Saturday, November 2, 2013

Jinja and travel expectations.

Paul left last Friday for his away rotation with a group of his classmates. His group was focusing on several infections, sleeping sickness and Schistosomiasis being the two main ones that I remember. If you want to read about Schisto here is a wiki link: http://en.wikipedia.org/wiki/Schistosomiasis  If you happen to read about how this is spread and understand that they were only given infected lake water to use for showering you will also understand why there was no showering at all on their parts. Thank you baby wipes is what I imagine they'd say. Or I did get one text from Paul saying they were 'showering' in the rain storms.

His group was traveling to different places for the first few nights and on the long 8 hour drive broke down and never made it to the spot they were supposed to go to. As I understand it they waited all day along the side of the road and ended up in a closer town for the night. They are now up at one of the National Parks that is supposed to be one of the more stunning of the Ugandan parks. He will return this weekend (I think tomorrow- when it's the eclipse) to Kampala and the remainder of his classes are there.

The boys and I went to Jinja for a few days. Jinja is a lovely town on 'the source of the Nile'. Where the Nile meets Lake Victoria. I put it in quotes because there are other so called sources too and we went on a beautiful boat ride to the 'source' and saw some birds we hadn't yet seen and sever Nile Monitors, which was quite exciting for us. I also placed some of my Grandma's ashes right at the tip of the Nile. I think that would have been her favorite place of all so far. We also ended up seeing the group of classmates who were doing their research week there and meet them for a fun dinner. The boys taught two of the Tanzanians how to play BS (card game). That was fun to watch.

The day Paul broke down was the day we went for two tours. This was a good day to remember to hold your expectations lightly for all of us. The tours I thought we were going on were a weaving co-op of women and a sugar cane tour.

The weaving tour ended up being a large, crumbing textile factory, the largest in East Africa. We went in through a non working metal detector and waited. The man who arranged these things with us called someone, then was taken somewhere then came back then taken somewhere then came back. He seemed equally as mystified as we did with the process. After some time a group of 50 or so school children arrived and we all exchanged looks. Before we started the tour our guide asked if we could take pictures. The factory guide said No, that come straight from Management. There are monitors and it would make a problem for my job. Then he said I can let you take one picture, I will tell you where.

We set off in our sea of children, all in blue uniforms and with heads shaved close. The factory was interesting, I won't go into the whole tour but it was noisy and very dusty. In nearly each area the factory guide would bring Levin up (he had the camera) to take a picture or make me take one of the boys posing with him, which I found funny after he was firm there were to be no pictures. I understand so much more now how a factory line can lose money on inefficiency and lackadaisical attitude of employees as well as employees feeling bored and unmotivated. The last phase of the tour was printing and the large room had a haze hanging in the air with a slight solvent smell. I wondered exactly how much toxin I was exposing my children to and then - have I educated my children well or brainwashed them? Oso sidled up to me and whispers 'How much toxin do you think we are breathing in?'. Three hours later we were off to our next tour.

We drove along all the sugar cane fields and finally came to the factory security gate. There was an amusing process of checking in through 3 different checkpoints even though we didn't have the right papers or IDs then we waited going through another screening and metal detector (that I saw people just walking around going in and out) and waited. The short of it was we were unable to go and the kids were actually relieved. That was when I said how about we just go to the river and we had our nice boat ride.

In the end it was not at all what I had expected and had I even known I might have not had them plan the things we did but I am glad it worked out that way since it was all rather interesting and entertaining with the right attitude. Also had we not gone on the factory tour I wouldn't have known that I was running by a work crew of prison inmates later that day on my run (they made the prison uniform fabric).
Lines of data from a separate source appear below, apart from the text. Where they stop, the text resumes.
PR #2549, opened 2022-10-17
Change mysql live tests location to Australia East

super-harsh:
RP keeps restricting the US zones for the org subs, so changing it to Australia East.


v2/test/mysql_test.go
```diff
@@ -417,7 +417,7 @@ func newSecret(tc *testcommon.KubePerTestContext, key string, password string) *
 func newMySQLServer(tc *testcommon.KubePerTestContext, rg *resources.ResourceGroup, adminUsername string, adminKey string, adminSecretName string) *mysql.FlexibleServer {
 	// Force this test to run in a region that is not capacity constrained.
 	// location := tc.AzureRegion TODO: Uncomment this line when West US 2 is no longer constrained
-	location := to.StringPtr("East US")
+	location := to.StringPtr("Australia East")
```
theunrepentantgeek, line 420: I'm surprised using the display name for the region works - would have expected to need `australiaeast` or `eastus`.

Suggest changing to use the region code as that's more standard.

theunrepentantgeek (approved):

PR #2559, opened 2022-10-20
Add support for namespaced secrets

super-harsh:

Closes:  #1173 

This PR adds support to run operator in multitenant mode using one operator and multiple credentials using namespaced secrets. PR includes the following:
1. Support for namespaced secret using ARMClientFactory
2. Block users to change subscriptionID once resource is created in a subscription
3. Push events for credential used on resource


v2/internal/reconcilers/arm/azure_generic_arm_reconciler.go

Since then the kids and I spent a day traveling back to Zanzibar. When we were flying into one of our transfer points I feel such a familiar comfort at being back in the landscape of Tanzania. We are now just enjoying ourselves on the beach.

Here is what some of the kid's schooling has been the last few days:

Finishing a book (I read it out loud and we've been talking about it) that is part of a set they read at school in Uganda about a Ugandan boy, Moses, and his adventures with his classmates at his boarding school. Next we will start a book by Chinua Achebe. He is supposed to be a very well known African writer.

We learned the Arabic words and the translation, to the call to prayer.

The boys have discovered how to make rock hard balls of sand that stay for longer than a day, make them elaborate tracts to roll on through tunnels (of sand), made them buried storage areas that have 'survived' the tides and been dug up.

We have looked in the sea grass bed (not where we spent time looking last time) and have found new things we didn't see last time. My feet are a bit worse off for it but it's worth it.